In vitro diagnoses frequently accompany in vitro fertilization (IVF), which itself presents ethical problems that we will not consider here. When IVF is accompanied by prenatal genetic testing, additional ethical problems can occur. An embryo that is found genetically undesirable is likely to be destroyed precisely for that reason. In such a case, the injustice of discrimination is added to the injustice of killing. Moreover, the attempt to identify and implant a genetically desirable embryo is likely to lead to the fertilization and destruction of increased numbers of newly conceived human beings.

Prenatal genetic diagnoses during pregnancy are not so ethically problematic. Genetic diagnostic testing is commonly administered as a standard aspect of prenatal care. It can be of help to parents in preparing to cope with the challenges of raising children with genetic disorders such as Down syndrome. In some cases, prenatal genetic testing can even lead to the diagnosis of disorders that can be successfully treated by gene therapy.  In these cases, prenatal genetic diagnoses can be morally good. Difficulties arise when prenatal genetic diagnoses are made for the purpose of aborting unborn children that are found genetically undesirable. As in cases of genetic testing in vitro, this use of genetic testing in utero compounds the evil of killing the innocent with the evil of unjust discrimination. It also leads to the proliferation of abortions.

The ethical problems presented by prenatal genetic diagnosis seem to be rooted in a kind of mindset that people can have about bearing children. Many people, especially married couples, want very much to have children. This desire is natural and good. Having children is something to which we are naturally inclined. Having children is also a task given us by God, whose first words to the human beings He created were, “Be fruitful and multiply” (Gen 1: 28). So when couples find themselves unable to have children it can be a source of great sorrow. Married couples faced with this situation deserve compassion and can often profit from the assistance of natural methods and medical specialists to achieve pregnancy through their acts of conjugal love.

The desire to have children is good. It becomes ethically problematic when their desire for a child leads a couple to suppose they have a right to a child. When a couple thinks they have a right to a child, they necessarily think of the child they might conceive in a false way. In their minds, their potential child is no longer someone they might receive as a gift from God, but someone they might produce with the assistance of technicians. The child is then thought of not as a human subject possessing rights of his own, but as an object that his parents have the right to possess. As Donum Vitae puts it,

A true and proper right to a child would be contrary to the child’s dignity and nature.

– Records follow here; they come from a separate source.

PR #3701, opened 2018-08-15
Use a producer to stream back responses

richvdh:
The problem with dumping all of the json response into the Request object at once is that doing so starts the timeout for the next request to be received: so if it takes longer than 60s to stream back the response to the client, the client never gets it.

The correct solution is to use a Producer; then the timeout is only started once all of the content is sent over the TCP connection.

(This PR doesn't strictly depend on #3700, but without it, the logging will be a bit messed up.)

PR #10844, opened 2021-09-17
Encode JSON responses on a thread in C

erikjohnston:
Currently we use `JsonEncoder.iterencode` to write JSON responses, which ensures that we don't block the main reactor thread when encoding huge objects. The downside to this is that `iterencode` falls back to using a pure Python encoder that is *much* less efficient and can easily burn a lot of CPU for huge responses. To fix this, while still ensuring we don't block the reactor loop, we encode the JSON on a threadpool using the standard `JsonEncoder.encode` functions, which is backed by a C library.

Doing so, however, requires `respond_with_json` to have access to the reactor, which it previously didn't. There are two ways of doing this:

1. threading through the reactor object, which is a bit fiddly as e.g. `DirectServeJsonResource` doesn't currently take a reactor, but is exposed to modules and so is a PITA to change; or
2. expose the reactor in `SynapseRequest`, which requires updating a bunch of servlet types.

I went with the latter as that is just a mechanical change, and I think makes sense as a request already has a reactor associated with it (via its http channel).

### DIFF
--- a/synapse/http/server.py
+++ b/synapse/http/server.py
@@ -320,7 +320,7 @@ class DirectServeJsonResource(_AsyncResource):
 
     def _send_response(
         self,
-        request: Request,
+        request: SynapseRequest,
         code: int,
         response_object: Any,
     ):
@@ -629,7 +629,7 @@ def _encode_json_bytes(json_object: Any) -> Iterator[bytes]:
 
 
 def respond_with_json(
-    request: Request,
+    request: SynapseRequest,
     code: int,
     json_object: Any,
     send_cors: bool = False,
--- a/synapse/http/server.py
+++ b/synapse/http/server.py
@@ -37,7 +37,7 @@ from typing import (
 )
 
 import jinja2
-from canonicaljson import iterencode_canonical_json
+from canonicaljson import encode_canonical_json
 from typing_extensions import Protocol
 from zope.interface import implementer
 
@@ -620,12 +620,11 @@ class _ByteProducer:
         self._request = None
 
 
-def _encode_json_bytes(json_object: Any) -> Iterator[bytes]:
+def _encode_json_bytes(json_object: Any) -> bytes:
     """
     Encode an object into JSON. Returns an iterator of bytes.
     """
-    for chunk in json_encoder.iterencode(json_object):
-        yield chunk.encode("utf-8")
+    return json_encoder.encode(json_object).encode("utf-8")
 
 
 def respond_with_json(
@@ -659,7 +658,7 @@ def respond_with_json(
         return None
 
     if canonical_json:
-        encoder = iterencode_canonical_json
+        encoder = encode_canonical_json
     else:
         encoder = _encode_json_bytes
 
@@ -670,7 +669,7 @@ def respond_with_json(
     if send_cors:
         set_cors_headers(request)
 
-    _ByteProducer(request, encoder(json_object))
+    _write_json_to_request_in_thread(request, encoder, json_object)
     return NOT_DONE_YET
 
 
--- a/synapse/http/server.py
+++ b/synapse/http/server.py
@@ -56,7 +56,7 @@ from synapse.api.errors import (
     UnrecognizedRequestError,
 )
 from synapse.http.site import SynapseRequest
-from synapse.logging.context import preserve_fn
+from synapse.logging.context import defer_to_thread, preserve_fn, run_in_background
 from synapse.logging.opentracing import trace_servlet
 from synapse.util import json_encoder
 from synapse.util.caches import intern_dict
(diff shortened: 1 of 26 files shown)


clokep:
Is the slow bit iterating a list of events? I wonder if we could iterate that manually and spit out the [ / ] manually as well, encoding each event with the fast C encoder. (Essentially a custom producer for this case.)

erikjohnston:
> Is the slow bit iterating a list of events? I wonder if we could iterate that manually and spit out the [ / ] manually as well, encoding each event with the fast C encoder. (Essentially a custom producer for this case.)

This isn't specific to events, any large response will suffer from the same problem. Most of the time this will be due to events, but special casing things like `/send_join` and initial syncs just feels a bit tedious, though would work :shrug:

synapse/push/emailpusher.py
```diff
@@ -184,7 +184,7 @@ async def _unsafe_process(self) -> None:
 
             should_notify_at = max(notif_ready_at, room_ready_at)
 
-            if should_notify_at < self.clock.time_msec():
+            if should_notify_at <= self.clock.time_msec():
```
erikjohnston, line 187: This looks like it has nothing to do with the changes in the rest of the PR right?? WRONG. Without this change the tests would tight loop and then OOM. What I think is going on is that moving the encoding of JSON to a thread has subtly changed the timings of the tests, causing us to hit this line such that `should_notify_at` is *now*, causing us to not send the response but then schedule the function to be rerun in 0 seconds, causing the tests to enter a tight loop and never make any progress.

synapse/http/server.py
```diff
@@ -809,3 +810,28 @@ def finish_request(request: Request):
...
+):
+    """Encodes the given JSON object on a thread and then writes it to the
+    request.
+
+    This is done so that encoding large JSON objects doesn't block the reactor
+    thread.
+
+    Note: We don't use JsonEncoder.iterencode here as that falls back to the
+    Python implementation (rather than the C backend), which is *much* more
+    expensive.
```
reivilibre, line 828: and presumably holds the global interpreter lock, making thread pooling it useless?

reivilibre (approved):
Seems reasonable to me

synapse/http/server.py
erikjohnston: ja

erikjohnston:
Note to self I should probably change this to use byte producer rather than `request.write` all at once

richvdh:
> The downside to this is that iterencode falls back to using a pure Python encoder that is much less efficient and can easily burn a lot of CPU for huge responses.

I'm surprised about that. I'd have thought we'd have checked it before switching to iterencode, and it doesn't fit with my memory of how the json encoder works. I'll assume you've double-checked, though!

erikjohnston:
> > The downside to this is that iterencode falls back to using a pure Python encoder that is much less efficient and can easily burn a lot of CPU for huge responses.
> 
> I'm surprised about that. I'd have thought we'd have checked it before switching to iterencode, and it doesn't fit with my memory of how the json encoder works. I'll assume you've double-checked, though!

Yeah, it is surprising. FWIW the key bit here is, where `_one_shot` is always `False` for `iterencode` (I *think* because the C lib does the encoding all at once):

https://github.com/python/cpython/blob/5822ab672a1d26ff1837103c1ed8e4c3c2a42b87/Lib/json/encoder.py#L246-L256

tests/test_server.py
```diff
@@ -105,7 +105,7 @@ def _throw(*args):
         def _callback(request, **kwargs):
             d = Deferred()
             d.addCallback(_throw)
-            self.reactor.callLater(1, d.callback, True)
+            self.reactor.callLater(0.5, d.callback, True)
```
erikjohnston, line 108: This is needed because we time out responses that take 1s or longer to process. I'm not 100% why the change in this PR would make this suddenly start failing, but :shrug:

erikjohnston:
I've updated this with a commit to use a producer rather than writing all the content at once, for the reasons mentioned in #3701

synapse/http/server.py
```diff
@@ -809,3 +809,31 @@ def finish_request(request: Request):
...
+    """
+
+    async def _inner_encode_in_thread():
+        json_str = await defer_to_thread(request.reactor, json_encoder, json_object)
+
+        try:
+            request.write(json_str)
+            request.finish()
+        except RuntimeError as e:
+            logger.info("Connection disconnected before response was written: %r", e)
```
richvdh: is this really the only possible reason that a RuntimeError can be raised?

synapse/http/server.py
```diff
@@ -706,15 +707,35 @@ def respond_with_json_bytes(
...
-    # the original `bytes`).
-    bytes_io = BytesIO(json_bytes)
-
-    producer = NoRangeStaticProducer(request, bytes_io)
-    producer.start()
+    _write_json_bytes_to_request(request, json_bytes)
     return NOT_DONE_YET
 
 
+def _write_json_bytes_to_request(request: Request, json_bytes: bytes) -> None:
```
richvdh, line 714: is this specific to being json bytes, or could it be used for any byte sequence?

synapse/http/server.py
```diff
@@ -706,15 +707,35 @@ def respond_with_json_bytes(
     if send_cors:
         set_cors_headers(request)
 
-    # note that this is zero-copy (the bytesio shares a copy-on-write buffer with
-    # the original `bytes`).
-    bytes_io = BytesIO(json_bytes)
-
-    producer = NoRangeStaticProducer(request, bytes_io)
-    producer.start()
+    _write_json_bytes_to_request(request, json_bytes)
```
richvdh, line 710: why is this changing in this PR? It seems unrelated to how we encode JSON responses?

richvdh (changes requested):
I think I need to ask you to break this up. There's a lot changing, including a bunch of prep work, and going through commit-by-commit isn't working, as the implementation has obviously evolved a bit as you've been working on it. sorry.

erikjohnston:
I've split this up into separate PRs, with the final one being: https://github.com/matrix-org/synapse/pull/10905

The child is not an object to which one has a right, nor can he be considered an object of ownership: rather, a child is a gift, ‘the supreme gift’ and the most gratuitous gift of marriage, and is a living testimony of the mutual giving of his parents. (CDF, Donut Vitae II, 8.)

This kind of mindset becomes even more troublesome when people imagine they not only have a right to a child, but a right to the child they want: the perfect child. Coupled with the practice of prenatal genetic testing, this way of thinking can lead to tragic results. If a couple imagines they have a right to a genetically flawless child, they can use genetic testing as a means of producing such a child. The tragedy is that to produce the “right” child, it is often found necessary to destroy the “wrong” child, if not multiple “wrong” or “unnecessary” children. This misuse of prenatal genetic testing can, in turn, reinforce the troublesome mentality. Insuring the genetic wellbeing of one’s children is a desirable thing. Now that this desire can be fulfilled through prenatal testing, it becomes tempting to fulfill this desire at all costs, even the cost of unborn human lives.

The right to life is the right of every human being, including unborn children. It is the right to have own life valued and respected. It is not the right of one human being to the life of another. Human beings should be valued for who they are themselves, not for the fulfillment they bring to others. Human beings are subjects to be loved, not objects to be used. Human life is not a commodity. Having children is not like picking apples. We can’t just keep the one’s we want and throw out the ones we don’t.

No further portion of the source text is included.